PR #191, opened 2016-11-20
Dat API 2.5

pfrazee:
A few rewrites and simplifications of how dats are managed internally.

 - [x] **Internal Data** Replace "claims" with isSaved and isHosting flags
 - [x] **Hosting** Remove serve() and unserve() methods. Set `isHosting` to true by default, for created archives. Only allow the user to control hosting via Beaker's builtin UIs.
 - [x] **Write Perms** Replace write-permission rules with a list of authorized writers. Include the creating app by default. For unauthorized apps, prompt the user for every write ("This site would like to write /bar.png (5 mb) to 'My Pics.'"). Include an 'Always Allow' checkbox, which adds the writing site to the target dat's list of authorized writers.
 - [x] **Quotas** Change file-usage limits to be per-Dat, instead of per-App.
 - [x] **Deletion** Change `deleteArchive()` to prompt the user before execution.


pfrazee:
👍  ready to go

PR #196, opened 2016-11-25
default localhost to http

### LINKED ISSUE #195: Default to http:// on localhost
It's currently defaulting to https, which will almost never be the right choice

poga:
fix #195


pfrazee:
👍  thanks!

_ _ _ _ _

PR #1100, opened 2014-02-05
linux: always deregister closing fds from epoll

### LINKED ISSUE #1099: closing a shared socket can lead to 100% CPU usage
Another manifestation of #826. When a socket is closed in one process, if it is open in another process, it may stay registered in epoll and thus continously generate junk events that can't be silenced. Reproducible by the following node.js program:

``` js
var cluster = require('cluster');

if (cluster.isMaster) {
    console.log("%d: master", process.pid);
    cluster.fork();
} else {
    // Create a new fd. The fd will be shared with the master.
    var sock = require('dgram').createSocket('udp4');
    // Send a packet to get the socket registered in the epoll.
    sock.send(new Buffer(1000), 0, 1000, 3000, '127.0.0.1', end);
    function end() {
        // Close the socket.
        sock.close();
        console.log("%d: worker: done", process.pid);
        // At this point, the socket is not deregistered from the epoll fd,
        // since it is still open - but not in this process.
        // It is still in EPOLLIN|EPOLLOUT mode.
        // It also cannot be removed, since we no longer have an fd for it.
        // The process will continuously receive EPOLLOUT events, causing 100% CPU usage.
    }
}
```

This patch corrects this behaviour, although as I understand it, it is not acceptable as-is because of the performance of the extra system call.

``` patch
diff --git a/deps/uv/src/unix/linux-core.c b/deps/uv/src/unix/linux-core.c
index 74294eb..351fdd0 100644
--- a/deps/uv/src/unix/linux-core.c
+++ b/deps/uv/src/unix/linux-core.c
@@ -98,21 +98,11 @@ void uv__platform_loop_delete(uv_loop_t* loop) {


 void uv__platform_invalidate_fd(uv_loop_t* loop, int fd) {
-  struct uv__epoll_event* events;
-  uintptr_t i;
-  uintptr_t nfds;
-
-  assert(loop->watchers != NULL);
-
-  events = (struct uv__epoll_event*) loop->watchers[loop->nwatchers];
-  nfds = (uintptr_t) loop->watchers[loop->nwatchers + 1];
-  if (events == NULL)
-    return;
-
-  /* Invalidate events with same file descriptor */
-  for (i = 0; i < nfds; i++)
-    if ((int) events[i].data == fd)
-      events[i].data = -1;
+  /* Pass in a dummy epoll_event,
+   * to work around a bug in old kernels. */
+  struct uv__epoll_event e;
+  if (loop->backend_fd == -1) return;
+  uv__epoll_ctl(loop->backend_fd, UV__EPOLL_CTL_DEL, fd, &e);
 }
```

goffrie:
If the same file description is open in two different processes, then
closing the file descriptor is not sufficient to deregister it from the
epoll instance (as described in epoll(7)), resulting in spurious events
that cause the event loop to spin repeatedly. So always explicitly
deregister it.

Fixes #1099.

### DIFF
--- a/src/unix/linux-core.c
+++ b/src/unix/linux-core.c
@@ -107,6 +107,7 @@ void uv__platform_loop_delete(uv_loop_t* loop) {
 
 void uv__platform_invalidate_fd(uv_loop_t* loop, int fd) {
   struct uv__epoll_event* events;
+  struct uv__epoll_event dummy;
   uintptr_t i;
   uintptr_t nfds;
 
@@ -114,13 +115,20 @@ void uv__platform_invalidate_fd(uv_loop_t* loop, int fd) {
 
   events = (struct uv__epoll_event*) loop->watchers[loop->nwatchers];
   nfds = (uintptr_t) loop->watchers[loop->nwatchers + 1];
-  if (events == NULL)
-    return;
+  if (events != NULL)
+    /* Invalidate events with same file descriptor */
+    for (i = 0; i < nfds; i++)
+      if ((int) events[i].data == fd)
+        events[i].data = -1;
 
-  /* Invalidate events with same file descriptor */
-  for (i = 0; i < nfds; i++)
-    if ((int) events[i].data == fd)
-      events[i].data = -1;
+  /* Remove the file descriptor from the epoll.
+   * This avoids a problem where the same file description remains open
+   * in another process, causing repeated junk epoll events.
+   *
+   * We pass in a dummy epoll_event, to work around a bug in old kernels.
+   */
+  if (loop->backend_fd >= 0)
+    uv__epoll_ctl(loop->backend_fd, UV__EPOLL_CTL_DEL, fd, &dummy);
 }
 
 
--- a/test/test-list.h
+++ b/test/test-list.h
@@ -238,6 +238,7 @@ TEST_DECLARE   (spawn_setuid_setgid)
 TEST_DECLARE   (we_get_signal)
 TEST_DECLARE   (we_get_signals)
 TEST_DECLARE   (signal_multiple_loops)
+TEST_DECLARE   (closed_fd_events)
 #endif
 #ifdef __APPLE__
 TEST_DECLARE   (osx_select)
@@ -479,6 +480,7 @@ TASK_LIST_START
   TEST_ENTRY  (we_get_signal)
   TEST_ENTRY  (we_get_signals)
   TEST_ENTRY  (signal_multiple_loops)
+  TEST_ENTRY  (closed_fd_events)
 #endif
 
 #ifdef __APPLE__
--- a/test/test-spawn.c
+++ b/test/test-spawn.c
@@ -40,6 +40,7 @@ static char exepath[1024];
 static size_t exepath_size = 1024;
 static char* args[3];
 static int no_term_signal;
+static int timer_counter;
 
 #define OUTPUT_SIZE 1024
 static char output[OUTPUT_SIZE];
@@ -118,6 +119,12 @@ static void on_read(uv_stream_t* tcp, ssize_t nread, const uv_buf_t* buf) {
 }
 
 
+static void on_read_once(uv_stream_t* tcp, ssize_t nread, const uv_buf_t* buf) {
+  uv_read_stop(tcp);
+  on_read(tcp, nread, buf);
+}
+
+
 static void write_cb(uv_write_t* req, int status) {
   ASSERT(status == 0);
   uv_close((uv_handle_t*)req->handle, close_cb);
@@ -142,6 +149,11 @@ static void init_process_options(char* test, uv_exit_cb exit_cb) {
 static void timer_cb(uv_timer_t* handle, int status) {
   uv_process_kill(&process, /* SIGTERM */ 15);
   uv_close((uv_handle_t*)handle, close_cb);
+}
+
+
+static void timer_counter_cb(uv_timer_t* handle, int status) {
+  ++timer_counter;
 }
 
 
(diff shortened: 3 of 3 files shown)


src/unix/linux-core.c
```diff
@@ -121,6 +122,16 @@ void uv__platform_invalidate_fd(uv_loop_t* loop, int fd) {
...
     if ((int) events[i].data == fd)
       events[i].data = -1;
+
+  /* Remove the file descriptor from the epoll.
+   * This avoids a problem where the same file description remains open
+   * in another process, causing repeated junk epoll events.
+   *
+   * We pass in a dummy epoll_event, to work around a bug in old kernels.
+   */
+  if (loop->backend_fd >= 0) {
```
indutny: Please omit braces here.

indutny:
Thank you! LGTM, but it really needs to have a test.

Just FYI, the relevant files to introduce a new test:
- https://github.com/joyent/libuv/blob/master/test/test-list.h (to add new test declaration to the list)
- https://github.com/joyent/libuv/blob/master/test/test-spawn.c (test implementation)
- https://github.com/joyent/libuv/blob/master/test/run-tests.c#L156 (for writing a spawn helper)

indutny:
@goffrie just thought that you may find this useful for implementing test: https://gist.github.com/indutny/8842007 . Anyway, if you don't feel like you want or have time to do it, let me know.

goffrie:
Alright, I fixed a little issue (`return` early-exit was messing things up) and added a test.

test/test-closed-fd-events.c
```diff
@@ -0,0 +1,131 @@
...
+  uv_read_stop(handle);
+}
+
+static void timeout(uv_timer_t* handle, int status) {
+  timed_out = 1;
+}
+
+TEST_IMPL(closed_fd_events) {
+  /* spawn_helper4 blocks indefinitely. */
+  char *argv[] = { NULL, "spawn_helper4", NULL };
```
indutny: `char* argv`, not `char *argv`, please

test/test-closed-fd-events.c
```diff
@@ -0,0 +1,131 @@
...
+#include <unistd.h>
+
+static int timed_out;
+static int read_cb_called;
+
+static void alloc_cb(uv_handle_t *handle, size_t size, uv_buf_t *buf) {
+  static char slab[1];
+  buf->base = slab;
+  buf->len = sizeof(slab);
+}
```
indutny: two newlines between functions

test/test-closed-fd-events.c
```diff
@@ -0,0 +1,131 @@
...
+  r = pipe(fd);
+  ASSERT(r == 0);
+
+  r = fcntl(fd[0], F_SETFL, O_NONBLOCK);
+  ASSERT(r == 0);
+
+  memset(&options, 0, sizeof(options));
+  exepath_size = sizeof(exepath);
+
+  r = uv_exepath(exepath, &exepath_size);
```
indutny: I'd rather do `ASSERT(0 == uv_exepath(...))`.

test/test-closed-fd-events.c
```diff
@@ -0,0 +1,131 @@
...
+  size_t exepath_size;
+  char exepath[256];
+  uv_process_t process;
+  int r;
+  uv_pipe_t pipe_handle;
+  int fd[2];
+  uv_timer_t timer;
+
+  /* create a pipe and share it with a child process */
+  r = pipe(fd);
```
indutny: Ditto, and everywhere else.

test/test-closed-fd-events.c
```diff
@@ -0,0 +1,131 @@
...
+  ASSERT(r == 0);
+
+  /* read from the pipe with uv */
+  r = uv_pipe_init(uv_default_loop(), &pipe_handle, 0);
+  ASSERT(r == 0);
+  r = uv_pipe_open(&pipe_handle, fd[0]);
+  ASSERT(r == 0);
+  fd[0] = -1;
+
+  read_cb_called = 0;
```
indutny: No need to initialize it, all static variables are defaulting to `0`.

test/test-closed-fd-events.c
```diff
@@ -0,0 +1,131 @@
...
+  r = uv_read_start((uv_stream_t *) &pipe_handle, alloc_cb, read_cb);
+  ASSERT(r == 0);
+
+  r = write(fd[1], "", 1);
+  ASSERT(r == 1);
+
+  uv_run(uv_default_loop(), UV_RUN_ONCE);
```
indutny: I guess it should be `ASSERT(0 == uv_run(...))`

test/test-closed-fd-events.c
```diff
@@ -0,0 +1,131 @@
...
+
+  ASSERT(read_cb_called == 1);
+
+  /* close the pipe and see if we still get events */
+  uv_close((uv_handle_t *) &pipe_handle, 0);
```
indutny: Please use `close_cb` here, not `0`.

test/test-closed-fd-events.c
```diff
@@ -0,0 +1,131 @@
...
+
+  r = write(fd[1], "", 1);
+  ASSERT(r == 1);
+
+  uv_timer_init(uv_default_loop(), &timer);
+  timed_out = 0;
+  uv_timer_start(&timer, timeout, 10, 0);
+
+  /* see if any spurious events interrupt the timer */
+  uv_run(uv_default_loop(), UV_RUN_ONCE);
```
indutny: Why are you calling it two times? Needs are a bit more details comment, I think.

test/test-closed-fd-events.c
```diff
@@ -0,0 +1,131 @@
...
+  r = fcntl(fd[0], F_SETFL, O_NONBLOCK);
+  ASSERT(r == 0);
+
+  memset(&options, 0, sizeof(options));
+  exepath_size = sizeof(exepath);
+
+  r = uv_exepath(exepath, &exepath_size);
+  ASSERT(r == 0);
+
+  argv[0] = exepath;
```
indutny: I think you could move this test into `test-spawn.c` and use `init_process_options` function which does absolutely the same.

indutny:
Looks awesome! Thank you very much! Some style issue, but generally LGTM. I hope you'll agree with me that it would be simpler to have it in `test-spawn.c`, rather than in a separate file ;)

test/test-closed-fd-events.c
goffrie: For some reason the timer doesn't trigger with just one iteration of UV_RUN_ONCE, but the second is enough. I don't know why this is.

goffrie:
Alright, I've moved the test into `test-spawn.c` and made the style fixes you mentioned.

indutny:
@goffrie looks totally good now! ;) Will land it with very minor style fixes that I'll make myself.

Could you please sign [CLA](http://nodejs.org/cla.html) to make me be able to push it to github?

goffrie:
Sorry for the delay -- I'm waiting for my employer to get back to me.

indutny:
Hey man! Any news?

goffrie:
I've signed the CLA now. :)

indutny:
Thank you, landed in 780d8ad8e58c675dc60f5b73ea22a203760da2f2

_ _ _ _ _

EXERCISE OBJECTIVE »
The lines above from the one with "PR #191, opened 2016-11-20" through the one with "- [x] **Internal" are to be duplicated exactly, ends included, with nothing added.

SOLUTION TO THE EXERCISE »
PR #191, opened 2016-11-20
Dat API 2.5

pfrazee:
A few rewrites and simplifications of how dats are managed internally.

 - [x] **Internal Data** Replace "claims" with isSaved and isHosting flags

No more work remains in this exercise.